WHAT THE EXERCISE ASKS:
Copy exactly, please, each line of the data below until the line that contains "4. Check the" has been copied, beginning at the top.

** DATA IN THIS EXERCISE follows **

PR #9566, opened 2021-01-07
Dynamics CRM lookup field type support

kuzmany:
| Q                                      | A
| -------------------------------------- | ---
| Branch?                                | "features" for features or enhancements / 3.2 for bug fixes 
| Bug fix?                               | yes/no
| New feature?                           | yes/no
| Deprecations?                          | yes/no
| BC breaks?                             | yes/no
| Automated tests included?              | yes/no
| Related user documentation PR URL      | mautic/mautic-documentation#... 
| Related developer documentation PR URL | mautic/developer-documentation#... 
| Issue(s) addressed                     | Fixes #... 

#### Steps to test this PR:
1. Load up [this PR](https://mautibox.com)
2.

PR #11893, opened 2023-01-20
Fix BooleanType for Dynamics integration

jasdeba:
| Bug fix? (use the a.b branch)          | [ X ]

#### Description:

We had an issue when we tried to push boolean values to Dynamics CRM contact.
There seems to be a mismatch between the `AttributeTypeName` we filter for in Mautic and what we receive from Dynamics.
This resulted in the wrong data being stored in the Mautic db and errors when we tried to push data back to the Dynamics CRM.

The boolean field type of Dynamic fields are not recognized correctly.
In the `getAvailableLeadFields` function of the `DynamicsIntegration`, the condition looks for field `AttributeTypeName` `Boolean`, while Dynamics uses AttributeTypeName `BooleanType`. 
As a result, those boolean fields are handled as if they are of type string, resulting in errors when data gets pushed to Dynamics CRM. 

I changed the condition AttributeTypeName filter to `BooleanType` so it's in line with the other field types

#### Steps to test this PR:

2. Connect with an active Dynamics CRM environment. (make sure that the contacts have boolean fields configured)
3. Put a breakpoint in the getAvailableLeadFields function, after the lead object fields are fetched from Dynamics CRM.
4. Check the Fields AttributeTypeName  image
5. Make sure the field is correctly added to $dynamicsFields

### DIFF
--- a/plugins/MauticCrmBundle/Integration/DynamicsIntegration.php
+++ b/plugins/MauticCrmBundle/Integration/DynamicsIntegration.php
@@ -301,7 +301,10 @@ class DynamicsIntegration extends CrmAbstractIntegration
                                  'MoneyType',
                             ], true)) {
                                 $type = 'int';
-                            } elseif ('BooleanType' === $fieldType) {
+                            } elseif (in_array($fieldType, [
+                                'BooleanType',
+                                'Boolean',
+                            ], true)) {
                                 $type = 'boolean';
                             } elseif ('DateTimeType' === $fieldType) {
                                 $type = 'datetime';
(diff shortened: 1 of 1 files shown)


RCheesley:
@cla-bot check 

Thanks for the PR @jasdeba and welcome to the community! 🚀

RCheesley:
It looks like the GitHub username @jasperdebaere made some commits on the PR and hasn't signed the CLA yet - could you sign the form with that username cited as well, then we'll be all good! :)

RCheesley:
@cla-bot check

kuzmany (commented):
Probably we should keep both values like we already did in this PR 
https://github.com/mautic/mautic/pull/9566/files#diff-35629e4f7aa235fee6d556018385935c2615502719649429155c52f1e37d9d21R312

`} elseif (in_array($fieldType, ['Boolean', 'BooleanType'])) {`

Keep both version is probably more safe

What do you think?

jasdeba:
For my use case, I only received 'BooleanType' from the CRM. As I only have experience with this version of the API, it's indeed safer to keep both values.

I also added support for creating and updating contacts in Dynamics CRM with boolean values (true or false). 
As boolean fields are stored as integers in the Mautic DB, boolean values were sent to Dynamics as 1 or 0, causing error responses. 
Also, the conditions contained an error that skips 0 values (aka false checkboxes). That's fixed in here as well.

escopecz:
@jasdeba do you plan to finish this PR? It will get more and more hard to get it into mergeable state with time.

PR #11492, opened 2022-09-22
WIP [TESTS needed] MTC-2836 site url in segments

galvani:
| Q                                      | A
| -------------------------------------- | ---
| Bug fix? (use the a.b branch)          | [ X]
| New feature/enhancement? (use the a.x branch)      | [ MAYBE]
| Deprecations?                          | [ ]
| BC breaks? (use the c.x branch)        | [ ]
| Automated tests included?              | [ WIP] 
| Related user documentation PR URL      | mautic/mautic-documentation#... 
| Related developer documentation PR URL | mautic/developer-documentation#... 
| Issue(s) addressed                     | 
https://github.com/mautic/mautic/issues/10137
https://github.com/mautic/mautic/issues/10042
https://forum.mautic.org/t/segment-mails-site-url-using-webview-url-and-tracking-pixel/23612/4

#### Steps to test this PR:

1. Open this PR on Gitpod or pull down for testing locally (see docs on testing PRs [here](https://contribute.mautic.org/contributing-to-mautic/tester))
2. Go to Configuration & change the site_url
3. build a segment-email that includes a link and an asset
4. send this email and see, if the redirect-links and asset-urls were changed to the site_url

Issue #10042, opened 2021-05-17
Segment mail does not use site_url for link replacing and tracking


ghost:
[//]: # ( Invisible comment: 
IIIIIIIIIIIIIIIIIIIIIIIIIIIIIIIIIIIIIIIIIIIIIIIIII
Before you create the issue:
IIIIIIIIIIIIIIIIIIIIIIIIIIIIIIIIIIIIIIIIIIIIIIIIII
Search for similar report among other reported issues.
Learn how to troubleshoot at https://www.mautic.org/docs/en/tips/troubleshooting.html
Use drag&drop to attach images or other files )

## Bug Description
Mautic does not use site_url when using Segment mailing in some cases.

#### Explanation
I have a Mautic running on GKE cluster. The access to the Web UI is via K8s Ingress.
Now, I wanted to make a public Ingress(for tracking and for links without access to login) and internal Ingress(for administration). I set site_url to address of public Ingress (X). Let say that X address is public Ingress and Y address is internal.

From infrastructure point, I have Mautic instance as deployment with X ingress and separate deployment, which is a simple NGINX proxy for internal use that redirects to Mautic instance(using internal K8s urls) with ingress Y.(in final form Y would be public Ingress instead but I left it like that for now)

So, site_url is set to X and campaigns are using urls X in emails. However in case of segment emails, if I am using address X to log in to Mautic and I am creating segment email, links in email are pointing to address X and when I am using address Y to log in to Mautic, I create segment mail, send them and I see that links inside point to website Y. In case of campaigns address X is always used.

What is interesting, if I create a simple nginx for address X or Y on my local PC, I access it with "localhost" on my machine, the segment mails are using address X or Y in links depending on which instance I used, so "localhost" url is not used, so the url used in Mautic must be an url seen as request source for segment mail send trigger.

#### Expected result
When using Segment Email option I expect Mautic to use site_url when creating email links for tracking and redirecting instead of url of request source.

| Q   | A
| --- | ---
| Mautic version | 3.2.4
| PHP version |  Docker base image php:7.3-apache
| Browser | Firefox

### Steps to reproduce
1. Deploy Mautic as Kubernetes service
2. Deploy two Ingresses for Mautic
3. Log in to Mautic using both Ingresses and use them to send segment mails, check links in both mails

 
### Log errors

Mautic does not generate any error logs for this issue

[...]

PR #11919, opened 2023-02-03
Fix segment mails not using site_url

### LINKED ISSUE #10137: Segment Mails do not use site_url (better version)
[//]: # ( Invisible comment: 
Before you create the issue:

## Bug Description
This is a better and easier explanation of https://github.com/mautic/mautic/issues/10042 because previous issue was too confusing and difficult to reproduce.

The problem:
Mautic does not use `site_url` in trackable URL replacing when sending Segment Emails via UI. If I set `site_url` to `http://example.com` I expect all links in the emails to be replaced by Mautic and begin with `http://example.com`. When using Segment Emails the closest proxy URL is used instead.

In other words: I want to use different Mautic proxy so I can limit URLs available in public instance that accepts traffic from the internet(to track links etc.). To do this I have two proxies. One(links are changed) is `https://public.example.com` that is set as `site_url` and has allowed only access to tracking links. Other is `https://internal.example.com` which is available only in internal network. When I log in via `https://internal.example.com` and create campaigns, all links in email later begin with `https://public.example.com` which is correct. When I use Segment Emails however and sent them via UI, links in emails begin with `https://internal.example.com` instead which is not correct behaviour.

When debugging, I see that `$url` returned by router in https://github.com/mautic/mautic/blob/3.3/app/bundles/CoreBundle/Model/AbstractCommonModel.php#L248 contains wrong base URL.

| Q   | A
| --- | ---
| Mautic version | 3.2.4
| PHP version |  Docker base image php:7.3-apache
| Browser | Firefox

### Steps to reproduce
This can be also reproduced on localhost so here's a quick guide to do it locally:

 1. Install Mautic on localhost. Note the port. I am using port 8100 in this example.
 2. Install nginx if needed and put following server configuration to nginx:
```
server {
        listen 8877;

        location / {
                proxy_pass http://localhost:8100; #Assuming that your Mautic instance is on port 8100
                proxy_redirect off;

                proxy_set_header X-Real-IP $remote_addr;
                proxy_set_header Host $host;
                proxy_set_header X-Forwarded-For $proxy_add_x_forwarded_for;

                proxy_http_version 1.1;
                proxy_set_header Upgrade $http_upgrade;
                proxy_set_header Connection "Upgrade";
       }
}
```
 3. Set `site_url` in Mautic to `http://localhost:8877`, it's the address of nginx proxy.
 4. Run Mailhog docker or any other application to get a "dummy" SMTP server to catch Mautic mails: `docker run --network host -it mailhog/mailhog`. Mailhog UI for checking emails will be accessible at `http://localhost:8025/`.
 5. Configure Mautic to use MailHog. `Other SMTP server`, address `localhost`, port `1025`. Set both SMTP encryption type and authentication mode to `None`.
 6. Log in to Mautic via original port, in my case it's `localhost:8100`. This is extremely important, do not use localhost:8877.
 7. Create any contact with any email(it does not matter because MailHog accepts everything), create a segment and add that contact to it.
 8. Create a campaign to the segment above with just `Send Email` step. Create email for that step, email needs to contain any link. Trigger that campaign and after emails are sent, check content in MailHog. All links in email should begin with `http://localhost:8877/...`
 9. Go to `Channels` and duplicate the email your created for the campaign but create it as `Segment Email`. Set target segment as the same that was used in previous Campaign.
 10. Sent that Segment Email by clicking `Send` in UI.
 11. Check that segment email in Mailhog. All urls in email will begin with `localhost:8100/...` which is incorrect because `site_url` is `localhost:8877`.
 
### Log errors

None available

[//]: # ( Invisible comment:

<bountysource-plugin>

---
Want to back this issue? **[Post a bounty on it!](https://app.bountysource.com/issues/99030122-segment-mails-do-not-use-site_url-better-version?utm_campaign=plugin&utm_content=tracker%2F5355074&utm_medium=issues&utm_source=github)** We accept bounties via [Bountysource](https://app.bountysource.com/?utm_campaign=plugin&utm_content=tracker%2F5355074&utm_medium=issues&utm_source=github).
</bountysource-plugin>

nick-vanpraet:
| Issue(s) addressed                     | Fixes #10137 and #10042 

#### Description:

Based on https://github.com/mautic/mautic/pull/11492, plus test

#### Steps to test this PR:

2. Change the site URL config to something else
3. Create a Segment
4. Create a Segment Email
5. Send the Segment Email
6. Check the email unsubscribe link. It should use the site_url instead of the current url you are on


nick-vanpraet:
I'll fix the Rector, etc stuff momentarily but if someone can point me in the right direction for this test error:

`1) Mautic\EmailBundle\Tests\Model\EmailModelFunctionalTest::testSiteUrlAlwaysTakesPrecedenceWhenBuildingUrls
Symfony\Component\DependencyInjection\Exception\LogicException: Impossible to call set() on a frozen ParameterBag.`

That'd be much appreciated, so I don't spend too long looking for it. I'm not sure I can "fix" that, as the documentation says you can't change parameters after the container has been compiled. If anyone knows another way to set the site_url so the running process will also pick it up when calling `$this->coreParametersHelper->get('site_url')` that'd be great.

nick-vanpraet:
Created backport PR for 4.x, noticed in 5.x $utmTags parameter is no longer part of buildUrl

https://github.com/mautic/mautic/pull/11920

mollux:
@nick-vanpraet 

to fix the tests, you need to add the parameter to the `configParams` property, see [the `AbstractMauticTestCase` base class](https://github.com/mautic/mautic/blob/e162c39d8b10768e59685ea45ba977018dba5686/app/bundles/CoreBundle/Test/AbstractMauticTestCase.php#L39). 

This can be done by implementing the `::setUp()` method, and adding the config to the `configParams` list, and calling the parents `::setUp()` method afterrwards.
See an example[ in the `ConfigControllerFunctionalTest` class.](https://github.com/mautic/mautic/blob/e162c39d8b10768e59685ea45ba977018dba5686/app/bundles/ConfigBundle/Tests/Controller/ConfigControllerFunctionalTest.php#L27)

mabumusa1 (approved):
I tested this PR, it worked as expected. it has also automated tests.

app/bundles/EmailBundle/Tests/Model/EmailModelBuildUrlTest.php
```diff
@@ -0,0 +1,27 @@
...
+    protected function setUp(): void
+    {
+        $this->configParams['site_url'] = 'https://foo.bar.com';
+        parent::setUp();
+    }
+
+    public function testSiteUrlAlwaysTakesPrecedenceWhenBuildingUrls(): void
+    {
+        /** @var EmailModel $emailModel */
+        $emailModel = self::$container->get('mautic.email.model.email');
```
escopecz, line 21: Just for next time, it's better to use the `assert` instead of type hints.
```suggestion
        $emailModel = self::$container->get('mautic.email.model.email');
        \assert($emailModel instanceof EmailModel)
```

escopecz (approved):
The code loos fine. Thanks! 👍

** End of DATA IN THIS EXERCISE **

SOLUTION:
PR #9566, opened 2021-01-07
Dynamics CRM lookup field type support

kuzmany:
| Q                                      | A
| -------------------------------------- | ---
| Branch?                                | "features" for features or enhancements / 3.2 for bug fixes 
| Bug fix?                               | yes/no
| New feature?                           | yes/no
| Deprecations?                          | yes/no
| BC breaks?                             | yes/no
| Automated tests included?              | yes/no
| Related user documentation PR URL      | mautic/mautic-documentation#... 
| Related developer documentation PR URL | mautic/developer-documentation#... 
| Issue(s) addressed                     | Fixes #... 

#### Steps to test this PR:
1. Load up [this PR](https://mautibox.com)
2.

PR #11893, opened 2023-01-20
Fix BooleanType for Dynamics integration

jasdeba:
| Bug fix? (use the a.b branch)          | [ X ]

#### Description:

We had an issue when we tried to push boolean values to Dynamics CRM contact.
There seems to be a mismatch between the `AttributeTypeName` we filter for in Mautic and what we receive from Dynamics.
This resulted in the wrong data being stored in the Mautic db and errors when we tried to push data back to the Dynamics CRM.

The boolean field type of Dynamic fields are not recognized correctly.
In the `getAvailableLeadFields` function of the `DynamicsIntegration`, the condition looks for field `AttributeTypeName` `Boolean`, while Dynamics uses AttributeTypeName `BooleanType`. 
As a result, those boolean fields are handled as if they are of type string, resulting in errors when data gets pushed to Dynamics CRM. 

I changed the condition AttributeTypeName filter to `BooleanType` so it's in line with the other field types

#### Steps to test this PR:

2. Connect with an active Dynamics CRM environment. (make sure that the contacts have boolean fields configured)
3. Put a breakpoint in the getAvailableLeadFields function, after the lead object fields are fetched from Dynamics CRM.
4. Check the Fields AttributeTypeName  image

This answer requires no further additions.